**Assignment**
Find the lines below in which the string "AddOnProduct" occurs. Copy each one.

**Saved entries**
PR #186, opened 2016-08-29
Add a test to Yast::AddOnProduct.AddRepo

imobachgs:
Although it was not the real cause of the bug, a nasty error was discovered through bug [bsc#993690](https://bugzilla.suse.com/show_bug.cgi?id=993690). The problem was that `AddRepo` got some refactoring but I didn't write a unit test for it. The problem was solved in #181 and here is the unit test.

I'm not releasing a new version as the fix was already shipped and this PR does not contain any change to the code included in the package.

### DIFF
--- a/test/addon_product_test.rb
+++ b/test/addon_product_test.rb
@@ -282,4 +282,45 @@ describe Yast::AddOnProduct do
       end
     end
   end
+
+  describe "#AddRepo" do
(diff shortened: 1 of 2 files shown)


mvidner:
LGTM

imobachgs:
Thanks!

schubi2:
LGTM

**Result for this exercise**
Add a test to Yast::AddOnProduct.AddRepo
@@ -282,4 +282,45 @@ describe Yast::AddOnProduct do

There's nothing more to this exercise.